## YOUR TASK
Exact copies of the records below are required.

··· ENTRIES PROVIDED ···

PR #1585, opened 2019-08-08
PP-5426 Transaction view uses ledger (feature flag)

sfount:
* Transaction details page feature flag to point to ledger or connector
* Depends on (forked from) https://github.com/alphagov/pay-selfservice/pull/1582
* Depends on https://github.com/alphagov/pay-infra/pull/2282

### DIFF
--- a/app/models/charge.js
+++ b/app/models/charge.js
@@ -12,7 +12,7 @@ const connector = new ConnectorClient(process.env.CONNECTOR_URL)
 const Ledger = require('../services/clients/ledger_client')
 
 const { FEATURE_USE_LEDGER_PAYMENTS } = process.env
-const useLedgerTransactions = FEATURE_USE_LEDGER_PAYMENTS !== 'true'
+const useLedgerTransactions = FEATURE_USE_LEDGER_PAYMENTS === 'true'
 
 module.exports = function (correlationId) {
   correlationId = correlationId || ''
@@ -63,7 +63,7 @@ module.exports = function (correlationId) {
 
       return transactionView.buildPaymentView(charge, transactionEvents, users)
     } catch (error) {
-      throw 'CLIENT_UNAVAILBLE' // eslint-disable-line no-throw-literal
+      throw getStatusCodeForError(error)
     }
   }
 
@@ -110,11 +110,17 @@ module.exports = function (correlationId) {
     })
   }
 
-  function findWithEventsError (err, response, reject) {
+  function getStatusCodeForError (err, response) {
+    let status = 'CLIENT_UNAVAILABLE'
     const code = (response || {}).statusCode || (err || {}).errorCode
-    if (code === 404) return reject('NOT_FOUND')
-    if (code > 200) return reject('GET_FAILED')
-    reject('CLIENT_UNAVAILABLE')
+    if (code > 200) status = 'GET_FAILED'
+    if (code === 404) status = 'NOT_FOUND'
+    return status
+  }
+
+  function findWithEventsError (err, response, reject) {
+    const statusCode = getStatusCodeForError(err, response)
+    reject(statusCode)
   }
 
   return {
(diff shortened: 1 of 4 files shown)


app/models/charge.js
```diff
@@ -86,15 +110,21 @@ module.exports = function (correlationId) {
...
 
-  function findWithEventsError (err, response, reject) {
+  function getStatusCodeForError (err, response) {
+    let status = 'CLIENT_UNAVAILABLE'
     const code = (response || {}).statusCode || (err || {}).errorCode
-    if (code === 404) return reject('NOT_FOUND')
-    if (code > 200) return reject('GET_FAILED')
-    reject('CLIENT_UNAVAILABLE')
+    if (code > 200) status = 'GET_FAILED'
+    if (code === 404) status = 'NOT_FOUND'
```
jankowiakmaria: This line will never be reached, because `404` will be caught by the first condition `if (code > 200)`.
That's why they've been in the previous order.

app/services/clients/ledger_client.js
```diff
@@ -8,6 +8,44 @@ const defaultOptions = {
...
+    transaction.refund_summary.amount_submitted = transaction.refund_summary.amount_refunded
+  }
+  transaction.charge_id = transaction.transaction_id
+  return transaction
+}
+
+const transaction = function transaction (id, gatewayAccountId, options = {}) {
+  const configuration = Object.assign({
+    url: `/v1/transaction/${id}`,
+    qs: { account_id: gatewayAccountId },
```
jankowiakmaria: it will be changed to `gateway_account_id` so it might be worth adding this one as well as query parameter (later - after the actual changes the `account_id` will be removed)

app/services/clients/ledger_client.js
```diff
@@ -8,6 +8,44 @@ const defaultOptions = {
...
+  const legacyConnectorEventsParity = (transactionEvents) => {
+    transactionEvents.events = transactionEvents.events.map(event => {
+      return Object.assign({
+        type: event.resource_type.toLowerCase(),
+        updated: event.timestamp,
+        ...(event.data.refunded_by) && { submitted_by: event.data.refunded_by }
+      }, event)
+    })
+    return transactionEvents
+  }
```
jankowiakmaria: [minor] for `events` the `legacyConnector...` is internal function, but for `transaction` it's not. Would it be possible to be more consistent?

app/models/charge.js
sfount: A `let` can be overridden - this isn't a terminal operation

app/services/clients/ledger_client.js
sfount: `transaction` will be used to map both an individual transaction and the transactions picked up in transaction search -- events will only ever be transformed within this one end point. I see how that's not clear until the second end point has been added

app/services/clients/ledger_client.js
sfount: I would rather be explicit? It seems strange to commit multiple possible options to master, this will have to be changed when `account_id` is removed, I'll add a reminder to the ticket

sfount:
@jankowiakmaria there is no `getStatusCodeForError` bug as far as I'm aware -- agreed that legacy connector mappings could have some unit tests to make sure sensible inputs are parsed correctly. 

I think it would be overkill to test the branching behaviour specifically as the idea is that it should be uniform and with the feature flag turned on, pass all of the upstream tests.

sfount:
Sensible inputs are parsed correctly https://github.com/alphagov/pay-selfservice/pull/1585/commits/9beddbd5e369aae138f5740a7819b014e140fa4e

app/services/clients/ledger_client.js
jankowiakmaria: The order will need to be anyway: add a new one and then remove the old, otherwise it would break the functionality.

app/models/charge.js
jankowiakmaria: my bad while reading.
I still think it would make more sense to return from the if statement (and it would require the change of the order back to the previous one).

···

## TASK RESULT
PR #1585, opened 2019-08-08
PP-5426 Transaction view uses ledger (feature flag)

sfount:
* Transaction details page feature flag to point to ledger or connector
* Depends on (forked from) https://github.com/alphagov/pay-selfservice/pull/1582
* Depends on https://github.com/alphagov/pay-infra/pull/2282

### DIFF
--- a/app/models/charge.js
+++ b/app/models/charge.js
@@ -12,7 +12,7 @@ const connector = new ConnectorClient(process.env.CONNECTOR_URL)
 const Ledger = require('../services/clients/ledger_client')
 
 const { FEATURE_USE_LEDGER_PAYMENTS } = process.env
-const useLedgerTransactions = FEATURE_USE_LEDGER_PAYMENTS !== 'true'
+const useLedgerTransactions = FEATURE_USE_LEDGER_PAYMENTS === 'true'
 
 module.exports = function (correlationId) {
   correlationId = correlationId || ''
@@ -63,7 +63,7 @@ module.exports = function (correlationId) {
 
       return transactionView.buildPaymentView(charge, transactionEvents, users)
     } catch (error) {
-      throw 'CLIENT_UNAVAILBLE' // eslint-disable-line no-throw-literal
+      throw getStatusCodeForError(error)
     }
   }
 
@@ -110,11 +110,17 @@ module.exports = function (correlationId) {
     })
   }
 
-  function findWithEventsError (err, response, reject) {
+  function getStatusCodeForError (err, response) {
+    let status = 'CLIENT_UNAVAILABLE'
     const code = (response || {}).statusCode || (err || {}).errorCode
-    if (code === 404) return reject('NOT_FOUND')
-    if (code > 200) return reject('GET_FAILED')
-    reject('CLIENT_UNAVAILABLE')
+    if (code > 200) status = 'GET_FAILED'
+    if (code === 404) status = 'NOT_FOUND'
+    return status
+  }
+
+  function findWithEventsError (err, response, reject) {
+    const statusCode = getStatusCodeForError(err, response)
+    reject(statusCode)
   }
 
   return {
(diff shortened: 1 of 4 files shown)


app/models/charge.js
```diff
@@ -86,15 +110,21 @@ module.exports = function (correlationId) {
...
 
-  function findWithEventsError (err, response, reject) {
+  function getStatusCodeForError (err, response) {
+    let status = 'CLIENT_UNAVAILABLE'
     const code = (response || {}).statusCode || (err || {}).errorCode
-    if (code === 404) return reject('NOT_FOUND')
-    if (code > 200) return reject('GET_FAILED')
-    reject('CLIENT_UNAVAILABLE')
+    if (code > 200) status = 'GET_FAILED'
+    if (code === 404) status = 'NOT_FOUND'
```
jankowiakmaria: This line will never be reached, because `404` will be caught by the first condition `if (code > 200)`.
That's why they've been in the previous order.

app/services/clients/ledger_client.js
```diff
@@ -8,6 +8,44 @@ const defaultOptions = {
...
+    transaction.refund_summary.amount_submitted = transaction.refund_summary.amount_refunded
+  }
+  transaction.charge_id = transaction.transaction_id
+  return transaction
+}
+
+const transaction = function transaction (id, gatewayAccountId, options = {}) {
+  const configuration = Object.assign({
+    url: `/v1/transaction/${id}`,
+    qs: { account_id: gatewayAccountId },
```
jankowiakmaria: it will be changed to `gateway_account_id` so it might be worth adding this one as well as query parameter (later - after the actual changes the `account_id` will be removed)

app/services/clients/ledger_client.js
```diff
@@ -8,6 +8,44 @@ const defaultOptions = {
...
+  const legacyConnectorEventsParity = (transactionEvents) => {
+    transactionEvents.events = transactionEvents.events.map(event => {
+      return Object.assign({
+        type: event.resource_type.toLowerCase(),
+        updated: event.timestamp,
+        ...(event.data.refunded_by) && { submitted_by: event.data.refunded_by }
+      }, event)
+    })
+    return transactionEvents
+  }
```
jankowiakmaria: [minor] for `events` the `legacyConnector...` is internal function, but for `transaction` it's not. Would it be possible to be more consistent?

app/models/charge.js
sfount: A `let` can be overridden - this isn't a terminal operation

app/services/clients/ledger_client.js
sfount: `transaction` will be used to map both an individual transaction and the transactions picked up in transaction search -- events will only ever be transformed within this one end point. I see how that's not clear until the second end point has been added

app/services/clients/ledger_client.js
sfount: I would rather be explicit? It seems strange to commit multiple possible options to master, this will have to be changed when `account_id` is removed, I'll add a reminder to the ticket

sfount:
@jankowiakmaria there is no `getStatusCodeForError` bug as far as I'm aware -- agreed that legacy connector mappings could have some unit tests to make sure sensible inputs are parsed correctly. 

I think it would be overkill to test the branching behaviour specifically as the idea is that it should be uniform and with the feature flag turned on, pass all of the upstream tests.

sfount:
Sensible inputs are parsed correctly https://github.com/alphagov/pay-selfservice/pull/1585/commits/9beddbd5e369aae138f5740a7819b014e140fa4e

app/services/clients/ledger_client.js
jankowiakmaria: The order will need to be anyway: add a new one and then remove the old, otherwise it would break the functionality.

app/models/charge.js
jankowiakmaria: my bad while reading.
I still think it would make more sense to return from the if statement (and it would require the change of the order back to the previous one).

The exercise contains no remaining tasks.